Odnośnik do komentarza
Udostępnij na innych stronach

Miałem raczej na mysli aby zaczynać z 30 tyś i wspierać się kredytem.. lub zaczekac ze 2 lata, z większych juz wtedy oszczednosci wybudować może stan surowy i dopiero potem wesprzeć się kredytem.

 

Jeśli kryzys będzie się przedłużał, to może bedzie mniej inwestorów i majstrowie zejdą z cen. To oczywiście moje gdybanie

Odnośnik do komentarza
Udostępnij na innych stronach

Masz 30 tysięcy a za dwa lata będziesz miał 200? poczekaj dwa lata.

Na ewentualny spadek cen nie licz, czemu ceny miałyby spadać? ceny wzrosną a nie spadną, szczególnie robocizna.

Za 30 000 wylejesz fundamenty i co dalej? zostawisz je na rok? dwa lata?

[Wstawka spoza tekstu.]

PR #1206, opened 2023-01-10
feat: Functions/Constraints for curves

jiriminarcik:
# Description

Added the following **constraints**:
- isLocallyConvex: the shape should be locally convex (all angles between consecutive edges would have the same sign)
- isConvex: the enclosed area should be convex (implemented as "isLocallyConvex and has turning number ±1")
- isEquilateral: all edges should have the same length
- isEquiangular: all angles between consecutive edges should be equal

and **functions**:
- totalCurvature: intergral of curvature over the curve
- elasticEnergy: intergral of curvature squared over the curve
- isoperimetricRatio: perimeter squared divided by the area
- perimeter: perimeter of the curve
- turningNumber: index of regular homotopy class
- signedArea: signed enclosed area

and **objectives**:
- isRegular: the shape should be regular (equiangular and equilateral)

Example are in folder `packages/examples/src/curve-examples` with trio `cubic-bezier.sub`, `cubic-bezier.sty` and `curves.dsl` added to the registry.

# Checklist

# Open questions

Do not know any elegant way implement (in a differentiable way) the following constraints/objectives:
- Ensure the curve is simple
- Prescribe a specific number of self-intersections
- Prescribed number of inflection points

Other possible constraints/objectives/functions that can be implemented in future:
- Winding number


keenancrane:
Can we change `isEquidistant` to `isEquilateral`?  The latter is more understandable, because this constraint has to do with edge length (rather than, say, distance to a fixed point).

keenancrane:
Can we change `algebraicArea` to `signedArea`?  Just a little less obtuse (even if "signed area" still requires some understanding…)

keenancrane:
Small thing: the PR says
```
turningNumber: prescribed regular homotopy class
```
but perhaps in any future documentation it should just be
```
turningNumber: index of regular homotopy class
```
In other words, the `turning number` function doesn't prescribe anything; only if someone says `ensure equal( turningNumber(x.curve), 0 )`.  (<— which is a super cool example if it works!)

keenancrane:
Seems maybe natural to combing `isEquilateral` and `isEquiangular` into `isRegular`, i.e., same angles and same side lengths (but specific side lengths, as well as rigid motion undetermined).  This of course just gives you a regular n-gon, but could be interesting if you want to say `encourage isRegular` rather than `ensure isRegular`.

keenancrane:
Overall this is super cool!  Can't wait until we do the 3D extension. ;-)

keenancrane:
The PR mentions that perimeter is only an approximation for Bézier curves.  Does this mean that other quantities, like elastic energy, are not approximations?  For instance, the bending energy for a cubic Bézier curve is the integral of a rational function (degree 2 over degree 4).  I'm not sure I know how to integrate that exactly.

packages/examples/src/curve-examples/cubic-bezier.sty
```diff
@@ -0,0 +1,68 @@
...
+
+    points = [c.p1, c.p2, c.p3, c.p4]
+    shape curve = Path {
+        d: cubicCurveFromPoints("open", points)
+        strokeWidth: 3.5
+        ensureOnCanvas: true
+    }
+
+    ensure equal(perimeter(points, false), 900)
+    ensure equal(algebraicArea(points, false), 1e5)
```
wodeni, line 24:
```suggestion
    ensure equal(signedArea(points, false), 1e5)
```

jiriminarcik:
> The PR mentions that perimeter is only an approximation for Bézier curves. Does this mean that other quantities, like elastic energy, are not approximations? For instance, the bending energy for a cubic Bézier curve is the integral of a rational function (degree 2 over degree 4). I'm not sure I know how to integrate that exactly.

No, in this PR everything is just polygons visualised as curves. Will improve it in future PRs, wanted to do the low-hanging fruit first..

po tym czasie okaże się, że:

- chcesz inny dom

- masz więcej/mniej pieniędzy i możesz/musisz mieć inny dom

- masz inny pomysł na zagospodarowanie pieniędzy

- etc., etc.,

 

Dokładnie, mało to fundamentów stoi przez kilka lat bo ludzie się rozmyślili /zmieniła się sytuacja finansowa.

 

Wszystko się zgadza (prawie) jednak założenie jest takie, że jednak mamy do czynienia z poważnym inwestorem, który jak już zacznie, to skończy.

 

Moim zdaniem bardziej bezstresowe i korzystniejsze pod wieloma względami jest planowanie budowy na dwa lata. Dlatego ja osobiście rozpocząłbym z 30 tyś w 2009 i zakończył przed zimą do poziomu 0, w kolejnym roku stan surowy, w 2011 zakończenie budowy z kredytem. Sam buduję od początku 2007, bo mam gdzie mieszkać i na budowie spotkała mnie już nie jedna niespodzianka, jednak nie mając ciśnienia nie mam też nadmiernej ilości stresu.

Odnośnik do komentarza
Udostępnij na innych stronach

Bazhyl, każdy robi jak mu pasuje. Większość z budujących się ma gdzie mieszkać. Jednak mądre powiedzenie mówi: kto długo buduje ten drogo buduje. Bo przychodzi moment, że trzeba utrzymywać dwa domy.

 

Inwestor012 - jeśli chcesz się posiłkować kredytem, to bierz go i zaczynaj.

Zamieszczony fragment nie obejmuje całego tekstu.